How about the mass term? Dirac mass term would be rescaled as
$$
m\bar{\Psi}\Psi \rightarrow \frac{1}{\sqrt{1+\epsilon}\sqrt{1-\epsilon}}m\bar{\Psi}\Psi.
$$
Does this mean that there is no real physical effect of a pseudovector kinetic term, other than a rescaled mass term? 

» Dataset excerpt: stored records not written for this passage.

PR #516, opened 2023-04-27
Add honeytoken create command

iXioN:
Add a new `ggshield honeytoken create` commande to create honeytokens for workspace manager

### DIFF
--- a/changelog.d/20230427_182700_antonin.lacombe_create_honeytoken.md
+++ b/changelog.d/20230427_182700_antonin.lacombe_create_honeytoken.md
@@ -1,0 +1,4 @@
+### Added
+
+- Add a new `ggshield honeytoken create` command to let you create honeytokens if enabled in your workspace.
+  Learn more about Honeytokens in https://www.gitguardian.com/honeytoken
--- a/ggshield/cmd/honeytoken/__init__.py
+++ b/ggshield/cmd/honeytoken/__init__.py
@@ -1,0 +1,12 @@
+from typing import Any
+
+import click
+
+from ggshield.cmd.common_options import add_common_options
+from ggshield.cmd.honeytoken.create import create_cmd
+
+
+@click.group(commands={"create": create_cmd})
+@add_common_options()
+def honeytoken_group(**kwargs: Any) -> None:
+    """Commands to work with honeytokens."""
--- a/ggshield/cmd/honeytoken/create.py
+++ b/ggshield/cmd/honeytoken/create.py
@@ -1,0 +1,105 @@
+import random
+import string
+from pathlib import Path
+from typing import Any, Dict, Optional
+
+import click
+from pygitguardian import GGClient
+from pygitguardian.models import Detail, HoneytokenResponse
+
+from ggshield.cmd.common_options import add_common_options
+from ggshield.core.client import create_client_from_config
+from ggshield.core.errors import UnexpectedError
+
+
+def _generate_random_honeytoken_name() -> str:
+    """Generate a honeytoken name based on a random string of eight alphanumeric characters"""
+    letters_and_digits = string.ascii_letters + string.digits
+    random_str = "".join(random.choice(letters_and_digits) for i in range(8))
+    return f"ggshield-{random_str}"
+
+
+def _dict_to_string(data: Dict, space: bool = False) -> str:
+    """Returns a string with 'key=value' for each key-value pair in the dictionary."""
+    space_char = " " if space else ""
+    return "\n".join([f"{k}{space_char}={space_char}{v}" for k, v in data.items()])
+
+
+@click.command()
+@click.option(
+    "--name",
+    "name",
+    required=False,
+    type=str,
+    help="give a name to your honeytoken. Default ggshield-xxxxxxxx",
+)
+@click.option(
+    "--type",
+    "type_",
+    required=True,
+    type=click.Choice(("AWS",)),
+)
+@click.option(
+    "--description", "description", required=False, type=str, help="250 characters max"
+)
+@click.option(
+    "-o",
+    "--output",
+    "output_file",
+    type=click.Path(
+        path_type=Path, file_okay=True, dir_okay=False, readable=True, writable=True
+    ),
+    required=False,
+)
+@add_common_options()
+@click.pass_context
+def create_cmd(
+    ctx: click.Context,
+    name: Optional[str],
+    type_: str,
+    description: Optional[str],
+    output_file: Optional[Path],
+    **kwargs: Any,
+) -> int:
+    """
+    Create a honeytoken
+    """
+    # if name is not given, generate a random one
+    if not name:
+        name = _generate_random_honeytoken_name()
+    client: GGClient = create_client_from_config(ctx.obj["config"])
+    response = client.create_honeytoken(name, type_, description)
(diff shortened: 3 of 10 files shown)


changelog.d/20230427_182700_antonin.lacombe_create_honeytoken.md
```diff
@@ -0,0 +1,3 @@
+### Added
+
+- Add a new `ggshield honeytoken create` allowing you to create honeytokens if enables in your workspace
```
agateau-gg, line 3:
```suggestion
- Add a new `ggshield honeytoken create` command to let you create honeytokens if enabled in your workspace.
```

Do we have a link to the feature we could add here?

ggshield/cmd/honeytoken/__init__.py
```diff
@@ -0,0 +1,12 @@
...
+import click
+
+from ggshield.cmd.common_options import add_common_options
+from ggshield.cmd.honeytoken.create import create_cmd
+
+
+@click.group(commands={"create": create_cmd})
+@add_common_options()
+def honeytoken_group(**kwargs: Any) -> None:
+    """Commands to work with honeytoken."""
```
agateau-gg, line 12:
```suggestion
    """Commands to work with honeytokens."""
```

ggshield/core/config/config.py
```diff
@@ -130,12 +135,24 @@ def api_url(self) -> str:
     @property
     def dashboard_url(self) -> str:
         """
-        The dashboard URL to use to use the dashboard
+        The dashboard URL to use the dashboard
```
agateau-gg, line 138: Good catch 😅

tests/unit/cmd/honeytoken/test_honeytoken.py
```diff
@@ -0,0 +1,62 @@
...
+        [
+            "honeytoken",
+            "create",
+        ],
+    )
+    assert result.exit_code == ExitCode.USAGE_ERROR
+
+
+@my_vcr.use_cassette("test_honeytoken_creat_ok_no_name")
+def test_honeytoken_creat_ok_no_name(cli_fs_runner: CliRunner) -> None:
```
agateau-gg, line 27: Can you change "creat" to "create" here and below?

tests/unit/cmd/honeytoken/test_honeytoken.py
```diff
@@ -0,0 +1,62 @@
...
+    """
+
+    result = cli_fs_runner.invoke(
+        cli,
+        [
+            "honeytoken",
+            "create",
+        ],
+    )
+    assert result.exit_code == ExitCode.USAGE_ERROR
```
agateau-gg, line 23: We have 2 helper functions for these tests: `assert_invoke_ok()` and `assert_invoke_exited_with()`. The benefit of using them is they print the full stdout and stderr if the result is not what is expected. Can you make the tests use them instead of  `assert`?

ggshield/core/config/config.py
```diff
@@ -130,12 +135,24 @@ def api_url(self) -> str:
...
         # TODO change when instance_name can be a name instead of just a URL
         return self.instance_name
 
+    @property
+    def workspace_dashboard_url(self) -> str:
+        """
+        The dashboard URL to use the dashboard with workspace information
+        It's the dashboard URL from the configured instance
+        """
+        account = self.auth_config.get_instance(self._cmdline_instance_name).account
```
agateau-gg, line 150: I think this should use `self.instance_name` instead of `self._cmdline_instance_name`, and then you don't need the change in `authconfig.get_instance()`. But don't spend time on this if we end up not adding this property as we discussed.

ggshield/cmd/honeytoken/create.py
```diff
@@ -0,0 +1,97 @@
...
+
+    if isinstance(response, Detail):
+        raise UnexpectedError(response.detail)
+    honeytoken: HoneytokenResponse = response
+
+    token_to_display = {}
+    for k, v in honeytoken.token.items():
+        token_to_display[f"{honeytoken.type_}_{k}".lower()] = v
+
+    if sys.stdout.isatty():
```
agateau-gg, line 82: No other code in ggshield has a different output depending on whether stdout is a terminal or not. I would prefer if we added a `--json` option to produce a machine-friendly output instead.

Given the code here, the implementation should just be:

```python
click.echo(json.dumps(token_to_display, indent=2))
```

We even have a `json_output_option_decorator` decorator ready to use for this :). It's in the badly-named `core.utils` module.

agateau-gg (changes requested):

ggshield/cmd/honeytoken/create.py
iXioN: This is re requirement from the product, it will be used to generate honeytokens and commit them directly from command line

ggshield/cmd/honeytoken/create.py
```diff
@@ -0,0 +1,97 @@
...
+
+from ggshield.cmd.common_options import add_common_options
+from ggshield.core.client import create_client_from_config
+from ggshield.core.config import Config
+from ggshield.core.errors import UnexpectedError
+from ggshield.core.utils import urljoin
+
+
+def _generate_random_honeytoken_name() -> str:
+    """Generate a honeytoken name base on random string of six alphanumeric characters"""
```
gg-mmill, line 18:
```suggestion
    """Generate a honeytoken name based on a random string of eight alphanumeric characters"""
```

ggshield/cmd/honeytoken/create.py
```diff
@@ -0,0 +1,97 @@
...
+    letters_and_digits = string.ascii_letters + string.digits
+    random_str = "".join(random.choice(letters_and_digits) for i in range(8))
+    return f"ggshield-{random_str}"
```
gg-mmill, line 21: Should it be ggtoken or something like that ?

iXioN: the goal is to know that this honeytokens have been created via ggshield

ggshield/cmd/honeytoken/create.py
```diff
@@ -0,0 +1,97 @@
...
+    if not isinstance(response, (Detail, HoneytokenResponse)):
+        raise UnexpectedError("Unexpected honeytoken response")
+
+    if isinstance(response, Detail):
+        raise UnexpectedError(response.detail)
+    honeytoken: HoneytokenResponse = response
+
+    token_to_display = {}
+    for k, v in honeytoken.token.items():
+        token_to_display[f"{honeytoken.type_}_{k}".lower()] = v
```
agateau-gg, line 80: We do not use single-letter variables, except in list or dict comprehensions. But you can rewrite it as one :)

```suggestion
    token_to_display = {f"{honeytoken.type_}_{k}".lower(): v for k, v in  honeytoken.token.items()}
```

agateau-gg (changes requested):

ggshield/cmd/honeytoken/create.py
agateau-gg: I am "unresolving" this because the issue I raised has not been addressed. Can you look into it?

iXioN: I just implemented it, if you can review it it would be great

agateau-gg (approved):
Looks good now 👍🏻.

PR #523, opened 2023-05-10
fix(cli): # Fix the common scan option --ignore-known-secrets

Walz:
## Description

The flag `--ignore-known-secrets` does not work because the path of the corresponding value in the config is now `config.secret.ignore_known_secrets` since b37d1a1b52a4ed591d55fccc986c85cf9f545521


agateau-gg (approved):
Good catch, thanks!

The thing is that the gauge couplings will be effected. let's suppose that the fermion is coupled to a vector gauge field,
$$
\bar{\Psi} i \gamma^\mu (\partial_\mu -eiA_\mu) \Psi + \epsilon\bar{\Psi} i\gamma_5 \gamma^\mu \partial_\mu \Psi
= (1+\epsilon)\bar{\Psi}_L i \gamma^\mu (\partial_\mu -\frac{1}{1+\epsilon}eiA_\mu)  \Psi_L + (1-\epsilon)\bar{\Psi}_R i \gamma^\mu (\partial_\mu -\frac{1}{1-\epsilon}eiA_\mu)  \Psi_R.
$$
Let's apply the above mentioned rescaling of left/right-handed fermion fields and get
$$
\bar{\Psi} i \gamma^\mu (\partial_\mu -eiA_\mu) \Psi + \epsilon\bar{\Psi} i\gamma_5 \gamma^\mu \partial_\mu \Psi \rightarrow \bar{\Psi}_L i \gamma^\mu (\partial_\mu -\frac{1}{1+\epsilon}eiA_\mu)  \Psi_L + \bar{\Psi}_R i \gamma^\mu (\partial_\mu -\frac{1}{1-\epsilon}eiA_\mu)  \Psi_R.
$$
Oops, now we have both a vector gauge field
$$
\frac{1}{2}(\frac{1}{1+\epsilon} + \frac{1}{1-\epsilon})A_\mu
$$
and a pseudovertor (axial) gauge field
$$
\frac{1}{2}(\frac{1}{1+\epsilon} - \frac{1}{1-\epsilon})A_\mu
$$
Pseudovector gauge interaction is a can of worm you don't want to open. Apart from lack of experimental evidences, pseudovector gauge interactions will run into complications with quantum chiral anomaly cancellation considerations.  

A bonus for ya:
You CAN have both scalar and pseudscalor mass terms though, parameterized as:
$$
m\bar{\Psi} e^{\theta i\gamma_5} \Psi = m\cos\theta \bar{\Psi} \Psi + m\sin\theta \bar{\Psi} i\gamma_5\Psi.
$$
The fun fact is that after a rotation of the fermion field
$$
\Psi \rightarrow e^{-\frac{1}{2}\theta i\gamma_5} \Psi.
$$
the "complex" mass term can be rotated into a scalar mass term:
$$
m\bar{\Psi} e^{\theta i\gamma_5} \Psi \rightarrow m\bar{\Psi} \Psi.
$$
Interestingly, contrary to the earlier case of left/right fermion field rescaling, this rotation would not change the gauge couplings.